Najah Dali/ Dali Najah : Les pays africains prêtent
à mettre à la disposition leur Forêt pour sauver le protocole de Kyoto :
Mais à quel prix et est ce-que c’est la solution pour lutter contre la sécheresse
Parmi les alternatives posées
actuellement à l’échelle mondiale c’est la question des forets. Selon Dali Najeh pour les pays en développement
c’est une source de revenue, de bois de cuisson, …Pour les pays développés au contraire
c’est une source pour réduire la pollution. Puisque l’arbre absorbe le Co2 et rejette
l’O2 grâce à l’activité photosynthétique.

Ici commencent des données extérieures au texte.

PR #6754, opened 2020-05-26
Properly deprecate UI related API in Node

pandamicro:


JayceLai (approved):

pandamicro:
A lot of UI modules are still using those APIs, which cause ci fail, I will try to solve it later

C’est notion de « puits d’absorption ».
D’ailleurs un processus de réduction des
émissions des gaz dues à la déforestation et à la dégradation des forets appelé
autrement processus (REDD appelé a été établi dans le cadre des conventions
internationales pour ce genre de mécanisme.

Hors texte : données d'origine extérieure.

PR #6762, opened 2020-05-27
add protect for event target auto remove

JayceLai:
Re: cocos-creator/3d-tasks#

Changes:
 * add protect for event target auto remove

### DIFF
--- a/cocos/core/event/eventify.ts
+++ b/cocos/core/event/eventify.ts
@@ -130,11 +130,15 @@ export function Eventify<TBase> (base: Constructor<TBase>): Constructor<TBase & 
     return class extends (base as unknown as any) implements IEventified {
         private _callbacksInvoker: CallbacksInvoker = new CallbacksInvoker();
 
+        private get _isVaildInvoker () { return this._callbacksInvoker != null; }
+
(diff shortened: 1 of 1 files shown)


JayceLai:
The new way of `Eventify` let component become a wrapper of `CallbacksInvoker`, but it will bug when event target is component`s node.

Because the component is destroyed first.

image

@shrinktofit

pandamicro:
Do you mean component is destroyed first ? And the component is a eventified class, then its callbacks will be destroyed too, then `component.targetOff` is causing problem ?

JayceLai:
Yes.

The old way is add a `CallbackTable` map, but `for in` usage avoid this bug.
image

pandamicro:
I think runtime check is not the best solution.

What we could do instead:

- In `BaseNode._onPreDestroyBase`: clear `eventTargets` (with `targetOff`) before any destroy
- Fundamentally the problem is the `destroy` of Component haven't really cleanup the data, we could add a `destroy` function in `Eventify` for cleanup data.

```
destroy () {
    if (super.destroy) {
        super.destroy();
    }
    this.removeAll();
}
```

Besides, I find that we have potential issues with current `Eventify.removeAll` it should do `_unregisterThisIntoTarget` for all targets registered.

Cette question , selon Najeh Dali, devise actuellement
les négociateurs en matière de changements climatiques pour plusieurs raisons. Pour
citer que deux la première c’est la difficulté technique d’estimation des
quantités émisses, la seconde selon Dali Najeh est économique car pour pouvoir
prendre en compte cette source de réduction de gaz à effets de serre, pour les
acheteurs des crédits carbone il ne faut pas toucher les forets pendant toute
la période d’entente de vente qui peut durer jusqu’à 15 ans. Imaginer vous avez
un arbre dans votre jardin dont vous n’avez le droit de toucher. Bref, c’est
une question de point de vue.
Pour citer un exemple Dali Najeh cite
les 145 millions des forets tropicaux, qui se trouvent en République
démocratique du Congo.
Quelques pays africains, riches de cette
source comptent bénéficier des avantages que présente le mécanisme de Kyoto
pour mobiliser des fonds internationaux issus
de ce processus de réduction des émissions des gaz (REDD). Pour citer un exemple
Dali Najeh rappelle les 145 millions des
forets tropicaux, qui se trouvent en République démocratique du Congo.